Scientists find twisted CNTs store triple the energy of lithium-ion batteries, offering a lightweight and safer alternative for medical and technological applications.
Researchers from the University of Maryland Baltimore County (UMBC), USA and their collaborators have discovered twisted carbon nanotubes (CNTs) can store three times the energy of lithium-ion batteries per unit mass. This research proves their use in lightweight, compact, and safe devices like medical implants and sensors.
The study was conducted by a global team, including Shigenori Utsumi, professor, Suwa University of Science, Katsumi Kaneko, professor, Shinshu University, and Sanjeev Kumar Ujjain, assistant research scientist, UMBC’s Center for Advanced Sensor Technology (CAST). Ujjain, who began this work at Shinshu University, collaborated with Preety Ahuja, assistant research scientist, CAST, who played a pivotal role in material characterisation.
CNTs, made from pure carbon sheets a single atom thick, exhibit remarkable properties. They are lightweight, 100 times stronger than steel, and relatively easy to manufacture. This makes them particularly appealing to industries prioritizing compact and durable energy solutions, such as healthcare for medical implants and consumer electronics for portable devices. The research team twisted single-walled nanotubes into “ropes” and treated them with various coatings to enhance their strength and flexibility.

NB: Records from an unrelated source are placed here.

PR #290, opened 2015-06-03
Don't convert jobtype name, job title to str

guidow:
This will fail if either of them contain non-ASCII characters.


opalmer:
Thanks, not sure exactly why that was being doing in the first place.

Testing revealed these twisted ropes could store significantly more energy than traditional materials. “The best-performing ropes stored 15,000 times more energy per unit mass than steel springs,” the team noted, “and three times more than lithium-ion batteries.” Moreover, the energy remains stable at extreme temperatures, ranging from -76°F to +212°F.
Kumar Ujjain emphasised the safety advantages of CNTs over conventional batteries. “Humans have long stored energy in mechanical coil springs,” he said, adding that these nanotubes could serve as a revolutionary mechanical energy storage medium.
This innovation opens doors for diverse applications, from powering medical devices to advancing sensor technology. The CAST team is already working on a prototype sensor incorporating twisted nanotubes, hinting at a future where these remarkable structures redefine energy storage solutions.